American and British home educators

I have talked before about how careful we must be in looking at research into homeschooling in the USA and then applying the conclusions to home education in this country. The very fact that the favoured name for the activity in America is homeschooling provides a clue as to why this should be. Looking at big studies in America, such as Rudner's Achievement and demographics of home school pupils in 1999, indicates what I mean by this. The typical profile of the American parent who keeps her children at school looks very different from British home educators.

The parents in these families were educated to a higher level than average. In a quarter of families one or both parents were qualified teachers. The percentage of parents who were married was higher than the national average, perhaps connected with the fact that many of these families were devoutly religious evangelical Christianity being the most common denomination. The mothers tended to stay at home and those who did work only did so part-time. This is hardly a surprise. These look like very conventional families, where the father goes out to work and the mother stays at home with the children. The whole family worship in church on Sundays. This is a lifestyle and family structure which is less common in this country. Overall, only 6 per cent of the families belonged to ethnic minorities, compared with around 30 percent nationally.

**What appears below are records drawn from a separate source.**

PR #55, opened 2017-07-28
Add validator plugin

veewee:
It is possible to use the [Symfony validator component](https://symfony.com/doc/current/components/validator.html) to validate your request objects before sending them to the server.
Since some servers return very cryptographic errors, the validation of request components could save you a lot of time during development.

The validator plugin is activated automatically when you attach a `ValidatorInterface` to the `ClientBuilder`. It will hook in to the Request event and will throw a `RequestException` when your request object doesn't contain valid data.

No more crappy error messages from the soap server!

### DIFF
--- a/docs/plugins/validator.md
+++ b/docs/plugins/validator.md
@@ -1,0 +1,12 @@
+# Validator plugin
+
+It is possible to use the [Symfony validator component](https://symfony.com/doc/current/components/validator.html)
+to validate your request objects before sending them to the server.
+Since some servers return very cryptographic errors, 
+the validation of request components could save you a lot of time during development.
+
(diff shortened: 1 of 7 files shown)


docs/plugins/validator.md
```diff
@@ -0,0 +1,12 @@
+# Validator plugin
+
+It is possible to use the [Symfony validator component](https://symfony.com/doc/current/components/validator.html)
+to validate your request objects before sending them to the server.
+Since some servers return very cryptographic errors, 
+the validation of request components could save you a lot of time during development.
+
+The validator plugin is activated automatically when you attach a `ValidatorInterface` to the `ClientBuilder`.
```
janvernieuwe: Maybe mention that this is done trough the withValidator method

PR #56, opened 2017-07-28
Client generator

janvernieuwe:
Ready for review


src/Phpro/SoapClient/CodeGenerator/Model/Client.php
```diff
@@ -0,0 +1,68 @@
...
+    /**
+     * TypeModel constructor.
+     *
+     * @param string $name
+     * @param string $namespace
+     * @param ClientMethodMap $methods
+     * @internal param string $xsdName
+     * @internal param Property[] $properties
+     */
+    public function __construct($name, $namespace, ClientMethodMap $methods)
```
veewee: You can use strict string types here

src/Phpro/SoapClient/CodeGenerator/Model/ClientMethod.php
```diff
@@ -0,0 +1,123 @@
...
+ * Class ClientMethod
+ *
+ * @package Phpro\SoapClient\CodeGenerator\Model
+ */
+class ClientMethod
+{
+    /**
+     * @var Method[]
+     */
+    private $parameters;
```
veewee: The type is Parameter[] instead of Method[]

src/Phpro/SoapClient/CodeGenerator/Model/ClientMethod.php
```diff
@@ -0,0 +1,123 @@
...
+
+    /**
+     * TypeModel constructor.
+     *
+     * @param $functionString
+     * @param $parameterNamespace
+     * @internal param string $xsdName
+     * @internal param Property[] $properties
+     */
+    public function __construct($functionString, $parameterNamespace = null)
```
veewee: strict types. Instead of null you can use an empty string

src/Phpro/SoapClient/CodeGenerator/Model/ClientMethod.php
```diff
@@ -0,0 +1,123 @@
...
+    {
+        $this->parameterNamespace = $parameterNamespace ?: '';
+        $this->parameters = $this->parseParameters($functionString);
```
veewee: The parsing should not occur in the constructor.
You can create a names constructor for this or maybe it's even better to move the parsing to a separate class or to the SoapClient class. This last one makes the package more consistent.

src/Phpro/SoapClient/CodeGenerator/Model/ClientMethod.php
```diff
@@ -0,0 +1,123 @@
...
+        $this->returnType = $this->parseReturnType($functionString);
+    }
+
+    /**
+     * @param $str
+     * @return array
+     */
+    private function parseParameters($str)
+    {
+        preg_match(
```
veewee: This could be on one line

src/Phpro/SoapClient/CodeGenerator/Model/ClientMethod.php
```diff
@@ -0,0 +1,123 @@
...
+            '/\((.*)\)/',
+            $str,
+            $properties
+        );
+
+        $parameters = [];
+        $properties = explode(',', $properties[1]);
```
veewee: You could do this explode inside the regex which is faster

src/Phpro/SoapClient/CodeGenerator/Model/ClientMethod.php
```diff
@@ -0,0 +1,123 @@
...
+        foreach ($properties as $property) {
+            list($type) = explode(' ', $property);
+            $parameters[] = new Parameter($type, $this->parameterNamespace.'\\'.$type);
```
veewee: What is the parameter namespace for? The model should be as close to soap as possible. The namespace shouldn't be here I think

src/Phpro/SoapClient/CodeGenerator/Model/ClientMethodMap.php
```diff
@@ -0,0 +1,50 @@
...
+
+    /**
+     * TypeMap constructor.
+     *
+     * @param array $methods
+     * @param string $parameterNamespace
+     */
+    public function __construct(array $methods, $parameterNamespace = null)
+    {
+        foreach ($methods as $method) {
```
veewee: It's probably better to move this logic to the names constructor instead?

src/Phpro/SoapClient/CodeGenerator/Model/ClientMethodMap.php
```diff
@@ -0,0 +1,50 @@
...
+            $this->methods[] = new ClientMethod($method, $parameterNamespace);
+        }
+    }
+
+    /**
+     * @param SoapClient $client
+     * @param string $parameterNamespace
+     * @return ClientMethodMap
+     */
+    public static function fromSoapClient(SoapClient $client, $parameterNamespace = null)
```
veewee: `string $parameterNamespace = '' `

src/Phpro/SoapClient/Console/Command/GenerateClientCommand.php
```diff
@@ -0,0 +1,220 @@
...
+use Symfony\Component\Console\Output\OutputInterface;
+use Symfony\Component\Console\Question\ConfirmationQuestion;
+use Zend\Code\Generator\FileGenerator;
+
+/**
+ * Class GenerateClientCommand
+ *
+ * @package Phpro\SoapClient\Console\Command
+ */
+class GenerateClientCommand extends Command
```
veewee: This one looks hard on the type generator command. Maybe we can move some logic to helpers?
Maybe we can also rethink the commands a bit - since I do not think they are working 100% like they should.

src/Phpro/SoapClient/CodeGenerator/Assembler/ClientMethodAssembler.php
```diff
@@ -0,0 +1,60 @@
...
+                MethodGenerator::fromArray(
+                    [
+                        'name'       => $method->getMethodName(),
+                        'parameters' => $method->getParameters(),
+                        'visibility' => MethodGenerator::VISIBILITY_PUBLIC,
+                        'body'       => sprintf(
+                            'return $this->call(\'%1$s\', $%1$s);',
+                            $param->getName()
+                        ),
+                        'returntype'    => '\\'.$method->getParameterNamespace().'\\'.$method->getReturnType(),
```
veewee: This should be normalized. @tombevers  is working on a TypeChecker in #61

src/Phpro/SoapClient/CodeGenerator/Model/ClientMethod.php
janvernieuwe: This is the type namespace

src/Phpro/SoapClient/Console/Command/GenerateClientCommand.php
janvernieuwe: I already have so many changes, I'd prefer it if we can do this in a separate issue.

src/Phpro/SoapClient/CodeGenerator/Assembler/ClientMethodAssembler.php
janvernieuwe: Should i wait on Tom's PR?

PR #312, opened 2020-07-08
Feature: Add ArrayAssembler

gitlog:
Implementation of IteratorAggregate (https://www.php.net/manual/ru/class.iteratoraggregate.php), ArrayAccess (https://www.php.net/manual/ru/class.arrayaccess.php), Countable (https://www.php.net/manual/ru/class.countable.php) interfaces to provide accessing objects as arrays.
When we has generated class with IteratorAssembler - we can to add only one element to this array. To add more elements, must use ArrayAccess interface. With Countable interface will be available element's counting, with IteratorAggregate - iterating array elements in loop.

### DIFF
--- a/src/Phpro/SoapClient/CodeGenerator/Assembler/ArrayAssembler.php
+++ b/src/Phpro/SoapClient/CodeGenerator/Assembler/ArrayAssembler.php
@@ -1,0 +1,235 @@
+<?php
+
+namespace Phpro\SoapClient\CodeGenerator\Assembler;
+
+use Phpro\SoapClient\CodeGenerator\Context\ContextInterface;
+use Phpro\SoapClient\CodeGenerator\Context\TypeContext;
+use Phpro\SoapClient\CodeGenerator\Model\Property;
+use Phpro\SoapClient\CodeGenerator\LaminasCodeFactory\DocBlockGeneratorFactory;
+use Phpro\SoapClient\Exception\AssemblerException;
+use Laminas\Code\Generator\ClassGenerator;
+use Laminas\Code\Generator\MethodGenerator;
+
+/**
+ * Class IteratorAssembler
+ *
+ * @package Phpro\SoapClient\CodeGenerator\Assembler
+ */
+class ArrayAssembler implements AssemblerInterface
+{
+    /**
+     * @param ContextInterface $context
+     *
+     * @return bool
+     */
+    public function canAssemble(ContextInterface $context): bool
+    {
+        return $context instanceof TypeContext;
+    }
+
+    /**
+     * @param ContextInterface|TypeContext $context
+     *
+     * @throws AssemblerException
+     */
+    public function assemble(ContextInterface $context)
+    {
+        $class = $context->getClass();
+        $properties = $context->getType()->getProperties();
+        $firstProperty = count($properties) ? current($properties) : null;
+
+        try {
+
+            $interfaceAssembler = new InterfaceAssembler(\IteratorAggregate::class);
+            if ($interfaceAssembler->canAssemble($context)) {
+                $interfaceAssembler->assemble($context);
+            }
+
+            $interfaceAssembler = new InterfaceAssembler(\ArrayAccess::class);
+            if ($interfaceAssembler->canAssemble($context)) {
+                $interfaceAssembler->assemble($context);
+            }
+
+            $interfaceAssembler = new InterfaceAssembler(\Countable::class);
+            if ($interfaceAssembler->canAssemble($context)) {
+                $interfaceAssembler->assemble($context);
+            }
+
+            if ($firstProperty) {
+
+            	$this->implementConstruct($class, $firstProperty);
+                $this->implementOffsetExists($class, $firstProperty);
+                $this->implementOffsetGet($class, $firstProperty);
+                $this->implementOffsetSet($class, $firstProperty);
+                $this->implementOffsetUnset($class, $firstProperty);
+                $this->implementCount($class, $firstProperty);
+            }
+
+        } catch (\Exception $e) {
+            throw AssemblerException::fromException($e);
+        }
+    }
+
+    /**
+     * @param ClassGenerator $class
+     * @param Property       $firstProperty
+     *
+     * @throws \Laminas\Code\Generator\Exception\InvalidArgumentException
+     */
+    private function implementConstruct(ClassGenerator $class, Property $firstProperty)
+    {
+        $methodName = '__construct';
+        $class->removeMethod($methodName);
+        $class->addMethodFromGenerator(MethodGenerator::fromArray([
+            'name' => $methodName,
+            'visibility' => MethodGenerator::VISIBILITY_PUBLIC,
+    		'body' => sprintf('$this->%s = [];', $firstProperty->getName()),
+			'docblock' => DocBlockGeneratorFactory::fromArray([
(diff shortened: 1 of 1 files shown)


src/Phpro/SoapClient/CodeGenerator/Assembler/ArrayAssembler.php
```diff
@@ -0,0 +1,235 @@
...
+    /**
+     * @param ContextInterface|TypeContext $context
+     *
+     * @throws AssemblerException
+     */
+    public function assemble(ContextInterface $context)
+    {
+        $class = $context->getClass();
+        $properties = $context->getType()->getProperties();
+        $firstProperty = count($properties) ? current($properties) : null;
```
veewee, line 39: It is better to skip if the first property does not exist.
Otherwise the class implements the interfaces, but not the methods.

src/Phpro/SoapClient/CodeGenerator/Assembler/ArrayAssembler.php
```diff
@@ -0,0 +1,235 @@
...
+
+        try {
+
+            $interfaceAssembler = new InterfaceAssembler(\IteratorAggregate::class);
+            if ($interfaceAssembler->canAssemble($context)) {
```
veewee, line 44: It does not contain the `getIterator()` method.
I'dd suggest to drop that interface hete and use the `IteratorAssembler` directly instead.

src/Phpro/SoapClient/CodeGenerator/Assembler/ArrayAssembler.php
```diff
@@ -0,0 +1,235 @@
...
+        }
+    }
+
+    /**
+     * @param ClassGenerator $class
+     * @param Property       $firstProperty
+     *
+     * @throws \Laminas\Code\Generator\Exception\InvalidArgumentException
+     */
+    private function implementConstruct(ClassGenerator $class, Property $firstProperty)
```
veewee, line 79: It is better to set the properties default to `[]` instead of using the constructor.
Now you will cause an issue if you mix it with the constructor assembler.
This method can be removed IMO

src/Phpro/SoapClient/CodeGenerator/Assembler/ArrayAssembler.php
```diff
@@ -0,0 +1,235 @@
...
+            'visibility' => MethodGenerator::VISIBILITY_PUBLIC,
+            'docblock' => DocBlockGeneratorFactory::fromArray([
+                'tags' => [
+                    [
+                        'name' => 'param',
+                        'description' => 'mixed $offset An offset to check for',
+                    ],
+                    [
+                        'name' => 'return',
+                        'description' => 'boolean true on success or false on failure',
```
veewee, line 117: you could add the strict type here as well

src/Phpro/SoapClient/CodeGenerator/Assembler/ArrayAssembler.php
```diff
@@ -0,0 +1,235 @@
...
+     */
+    private function implementOffsetGet(ClassGenerator $class, Property $firstProperty)
+    {
+        $methodName = 'offsetGet';
+        $class->removeMethod($methodName);
+
+        $class->addMethodFromGenerator(MethodGenerator::fromArray([
+            'name' => $methodName,
+            'parameters' => ['name' => 'offset'],
+            'body' => sprintf('return $this->%s[$offset];', $firstProperty->getName()),
```
veewee, line 139: Maybe safer to check if the offset exists first.

src/Phpro/SoapClient/CodeGenerator/Assembler/ArrayAssembler.php
```diff
@@ -0,0 +1,235 @@
...
+     */
+    private function implementOffsetSet(ClassGenerator $class, Property $firstProperty)
+    {
+        $methodName = 'offsetSet';
+        $class->removeMethod($methodName);
+
+        $class->addMethodFromGenerator(MethodGenerator::fromArray([
+            'name' => $methodName,
+            'parameters' => [['name' => 'offset'], ['name' => 'value']],
+            'body' => sprintf("if(isset(\$this->%s[\$offset])) {\n\t\$this->%s[] = \$value;\n} else {\n\t\$this->%s[\$offset] = \$value; \n}", $firstProperty->getName(), $firstProperty->getName(), $firstProperty->getName()),
```
veewee, line 170: Why did you add the if statement? You can just set the property index to the value right?

src/Phpro/SoapClient/CodeGenerator/Assembler/ArrayAssembler.php
```diff
@@ -0,0 +1,235 @@
...
+     */
+    private function implementOffsetUnset(ClassGenerator $class, Property $firstProperty)
+    {
+        $methodName = 'offsetUnset';
+        $class->removeMethod($methodName);
+
+        $class->addMethodFromGenerator(MethodGenerator::fromArray([
+            'name' => $methodName,
+            'parameters' => ['name' => 'offset'],
+            'body' => sprintf('unisset($this->%s[$offset]);', $firstProperty->getName()),
```
veewee, line 197: There is no `unisset` method in php

src/Phpro/SoapClient/CodeGenerator/Assembler/ArrayAssembler.php
```diff
@@ -0,0 +1,235 @@
...
+
+        $class->addMethodFromGenerator(MethodGenerator::fromArray([
+            'name' => $methodName,
+            'body' => sprintf('return count($this->%s);', $firstProperty->getName()),
+            'visibility' => MethodGenerator::VISIBILITY_PUBLIC,
+            'docblock' => DocBlockGeneratorFactory::fromArray([
+                'tags' => [
+                    [
+                        'name' => 'return',
+                        'description' => sprintf("%s Return count of elements", $firstProperty->getType()),
```
veewee, line 229: Count doesnt return the type, it returns an int.
you can also use this as real return type.

src/Phpro/SoapClient/CodeGenerator/Assembler/ArrayAssembler.php
gitlog: How to set the properties default to [] ?

src/Phpro/SoapClient/CodeGenerator/Assembler/ArrayAssembler.php
gitlog: Fix in next commit 

Out:

```php
    /**
     * @param mixed $offset An offset to check for
     */
    public function offsetSet($offset, $value)
    {
        if(!isset($offset)) {
        	$this->Prop[] = $value;
        } else {
        	$this->Prop[$offset] = $value; 
        }
    }
```
Use:

```php

$obj[] = $val1;

$obj[10] = $val2;

```

src/Phpro/SoapClient/CodeGenerator/Assembler/ArrayAssembler.php
gitlog: Fix in next commit

veewee:
Closing because of inactivity. Feel free to finish and reopen.

veewee:
Closing this one. In v3, the type system will be much better.
Normalizing the type doesn't seem something we want to be doing from this package.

I think that if we were to poll the members of organisations such as Education Otherwise, HEAS and Home Education UK, a rather different picture might emerge. Of course in both countries there is a wide range of home educating parents, ranging from conservative Christians to left wing atheists, but on the whole, the picture is very different. This is reflected in the nature of the main organisations for home educators. In the USA are groups like the Home School Legal Defense Association, while in this country we have the ones which I mention above. Education Otherwise would probably be relaxed about a same sex couple raising a child or about abortion, while very few home educators in this country are probably in favour of regular physical punishment of children.

In America, the situation is so different, that some parents here might have trouble grasping the the sort of things which so many homeschoolers take for granted in the USA. For example the HSLDA are very passionate about guns, among other things. When the government passed a law banning the possession of a gun within a thousand feet of a school, the HSLDA was outraged at this violation of rights and supported its repeal. A lot of these people tend to be very strongly anti-abortion and anti-gay as well, probably not typical positions for home educators here. (Interestingly, the woman who runs the Friends of Dominic Johanssons group lives in Pennsylvania and is active in both fields, being particularly enraged by homosexuality). Another 'right' that many American homeschoolers are very determined about is the right to hit their children and insist that they follow the family religious practice. This is why the HSLDA is so opposed to the American ratification of the United Nations Convention on the Rights of the Child. Only two countries in the world have not signed this; America and Somalia!

For my own part, I am quite relaxed about all this. I suspect that I have a little more in common with this sort of conservative approach which tends to be slanted towards structure education than I do towards the laid back, wooly liberal attitudes which I see a lot here. I do think though that it is well for parents in this country to be aware of these differences. If you are a liberal Humanist who is all in favour of gay rights, a woman's right to abortion and opposed to guns and beating children, then it might be as well to stop a little and think carefully about the kind of campaigns which might attract somebody with precisely opposite views to your own. Otherwise, you might find yourself in some very strange company indeed and aligned by implication with some causes which you would probably run a mile from in your own country.